The study comprised 4,421 participants from the Framingham Heart Study with an average age of 54 years and 54 percent were women. The volunteers were free of AF at the beginning of the study and had at least 1 parent or sibling enrolled in the study. While the study began in 1948, follow up ended by December 2007. From 1968-2007, 440 volunteers were diagnosed with AF. 1,185 participants forming 26.8 percent reported familial AF and 351 subjects representing 7.9 percent had premature familial AF, wherein the condition begins by 65 years of age or younger.

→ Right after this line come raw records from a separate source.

PR #239, opened 2022-07-08
define_unit override argument

rjfarber:
I'm not sure this is fully desirable (or maybe this capability exists and I'm just missing it) but I'm currently in the situation where I messed up a custom defined unit and wanted to simply override the definition (similar to how derived_fields can be redefined).

So I added an optional argument in `def define_unit(...,override=False)` and don't trigger the raise if override is True. I have to run to a meeting but thought I might as well kick off this discussion rather than spend a lot of time on making this a complete PR right now in case this is not desirable.

Anyway happy Friday!

### DIFF
--- a/unyt/unit_object.py
+++ b/unyt/unit_object.py
@@ -1038,7 +1038,7 @@ def _validate_dimensions(dimensions):
 
 
 def define_unit(
-    symbol, value, tex_repr=None, offset=None, prefixable=False, registry=None
+    symbol, value, tex_repr=None, offset=None, prefixable=False, registry=None, override=False
 ):
     """
     Define a new unit and add it to the specified unit registry.
@@ -1064,6 +1064,9 @@ def define_unit(
         unit object will be added as an attribute to the top-level :mod:`unyt`
         namespace to ease working with the newly defined unit. See the example
         below.
+    override : boolean, optional
+        Whether or not to allow an override to an existing unit in the given 
+        unit registry.
 
     Examples
     --------
@@ -1080,7 +1083,7 @@ def define_unit(
 
     if registry is None:
         registry = default_unit_registry
-    if symbol in registry:
+    if symbol in registry and not override:
         raise RuntimeError(
             "Unit symbol '%s' already exists in the provided " "registry" % symbol
         )


neutrinoceros (commented):
Hi @rjfarber 
This looks like a reasonable request to me and your implementation is sound. I'll take a deeper look tomorrow to make sure this is the simplest way to do it (but it seems likely).
For now I just have a couple minor suggestions:
- `force_override` or `allow_override` would make slightly more sense to me as an argument name, because `override=True` reads as something that's never a no-op.
- I'd like that any new arguments was keyword only, because it's much easier to maintain for us in the future.

neutrinoceros:
So I don't think there's any documented/supported way to override pre-defined units at the moment.
Within my admittedly limited understanding of the code involved, I also cannot foresee any fundamental problem with this approach.
Here's what I could grasp: under the hood, this function updates a `UnitRegistry` instance, which is a relatively flat data structure: I don't think that it preserves a hierarchy of dependencies between units. My conclusion is that there should be no risk of getting stuck with a corrupt state with cyclic references and whatnot.

If you want to pursue this, feel free to. Most importantly we would need some documentation and tests.

jzuhone:
So the `UnitRegistry` class has a `modify` method:

https://github.com/yt-project/unyt/blob/10ab887196fe490388fdf4f7eafb3853160f44b6/unyt/unit_registry.py#L199-L229

I'm not sure if this does what you want it to or not.

neutrinoceros:
Oh I missed that, thanks for pointing it out !
So `UnitRegistry.modify` only works for previously defined units, while `define_unit` currently only works for adding new units. I think making `define_unit` the go-to function to do both is a good idea and solidifies the API.

`unyt.define_unit` is a top level user-facing function which encapsulates lower level concepts such as `UnitRegistry` management, it may make sense to plug a call to `UnitRegistry.modify` in the override implementation.

jzuhone:
I guess I have a question about the use case--@rjfarber, if you messed up the unit, is there a reason we don't just fix the unit in the script and then re-run? Or is there a reason we should start with an incorrect value and then change it?

I'm only a bit hesitant to introduce this functionality because in normal cases we actually don't want to redefine units--a kpc is going to be a kpc, and if the standard changes then we change the hard-coded value instead. `UnitRegistry.modify` is there mainly for code units. I worry making it too easy to change units could lead to unpredictable behavior.

However, maybe I am not understanding the use case well enough.

rjfarber:
Hi John,

Regarding use case, if you're running in a jupyter notebook and already
have a decent amount of data loaded (can take minutes to load) it's rather
annoying to shutdown the script, reload the data, etc. Really slows down
the development process. And I ran into this for dealing with
non-dimensional units (cloud radii, cloud mass etc) - which is a problem
for dimensionalized codes like FLASH as much as for code-unit codes like
Athena.

It does sound like UnitRegistry.modify can handle this case, but I agree
with Clément that I think it'd be nicer to have it all under define_unit.
Although I'll definitely to the judgement of you two and the other
long-time yt devs here :)

Regarding making it too easy to change units, well if the user decides to
use a "force_override" method hopefully they know what they're doing.
Personally I'm a fan of giving the user absolute power to `sudo rm -rf /`
vs. coddling the user, but that gets philosophical I'll admit :)

Also sorry everyone for being MIA! I'll plan to return to this tomorrow :)

Best,
--------
Ryan

neutrinoceros:
Furthermore giving that power to users is perfectly in line with how `yt.derived_field` works. One could argue that yt and unyt don't have to follow the exact same design principles but they do share a significant fraction of their users ...

jzuhone:
@rjfarber I haven't forgotten about this, sorry for the delay. I think in a couple of weeks we should try getting it merged in

rjfarber:
Okay cool! Did you and Clément come to a decision/understanding about a
"allow_override" argument vs. modify_unit new function regarding
implementation?

Best,
--------
Ryan

neutrinoceros:
We haven't discussed it in other channels. I'm still inclined to think an `override`-like argument to an existing function is the best option.

jzuhone:
@rjfarber so I've come around to this idea--but I would like to see a couple of things (potentially) added here:

1. It would be nice if we could indicate that a unit is being overridden somehow. But we don't have a logger, and I am hesitant to add one, especially since we don't have more use cases. And we shouldn't use a print statement or issue a warning either. So not sure if there is a good way to log this, open to suggestions. 
2. We just need a short bit in the docs about this, one or two sentences is probably fine. If you need help with that let me know.

neutrinoceros:
> we don't have a logger, and I am hesitant to add one, especially since we don't have more use cases. And we shouldn't use a print statement or issue a warning either. So not sure if there is a good way to log this, open to suggestions.

Agreed that adding a logger for this seems like a long shot, and a plain print statement would be terrible style, but what's wrong with a warning ? If you fear this would be too noisy, I can see two ways we could add a warning and keep it "quiet" in most cases:

- we could subclass (or use) builtin `ResourceWarning`, which aren't showed by default but will be treated as errors in CI here and downstream, greatly reducing the risk that this ends up in production code by accident https://docs.python.org/3/library/exceptions.html#ResourceWarning
- or we could add _another_ option to silence the warning. I must say I'm not a fan of this option.

rjfarber:
Yup, I'll definitely add to the docs!

Regarding adding some indication to the user that an override is taking
place, I agree a print statement would not be ideal. I'm cool with
Clément's suggestion of using a warning. I guess you both will be horrified
to hear this, but one my favorite stackoverflow answers is:

I don't condone it, but you could just *suppress all warnings* with this:

import warnings
warnings.filterwarnings("ignore")

(https://stackoverflow.com/questions/14463277/how-to-disable-python-warnings
)

Best,
--------
Ryan

neutrinoceros:
>I guess you both will be horrified
to hear this, but one my favorite stackoverflow answers is:
>
>I don't condone it, but you could just *suppress all warnings* with this:

First of all: 😱 
Second of all: we're well aware that's a thing, and we'd prefer to not put our users in a position where they would need or want this.

rjfarber:
Don't worry I mostly do that because of matplotlib I think 😅

Anyway, I made modifications to the define_unit docstring and now I
understand John's concern better I think - since I guess the define_unit
was intended as creating brand new units rather than modifying them, so I
had to change the wording kind of repetitively.

I thought this modification had worked in my original use case, but I'm not
sure where that script is. And when trying to write a non-Jupyter example
(to add to the examples in the docstring), it doesn't seem like my unit
actually gets updated 🤔

Although also the tests/define_unit_test.py is failing now on the "Test
custom registry" part.
Just thought I'd update you all that I'm back at this! Hopefully I can
figure the above problems out with fresh eyes tomorrow :)

Best,
--------
Ryan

Experts quote, “Future efforts should attempt to discern the factors that mediate the association between familial AF and AF risk, further explore the relationships between premature familial AF and risk prediction, and determine whether incorporating genetic variants into an AF prediction model enhances its performance.”
Among the 2,393 baseline examinations in which familial AF was present, 1,163 fathers, 1,068 mothers and 404 siblings were included in the investigation. Steven A. Lubitz, M.D., M.P.H., of the Cardiovascular Research Center, Massachusetts General Hospital, Charlestown, Mass., and colleagues observed that 1 to 5 affected relatives had raised chances of familial AF in the volunteers. Almost 40 percent increased risk was probably faced by participants with familial AF. Even after taking AF risk factors of AF-related genetic variants into consideration the risk did not seem to alter. Authors conclude that threat of developing AF is correlated with increasing number of affected first-degree relatives.
The study is published online and will appear in the November 24 issue of JAMA.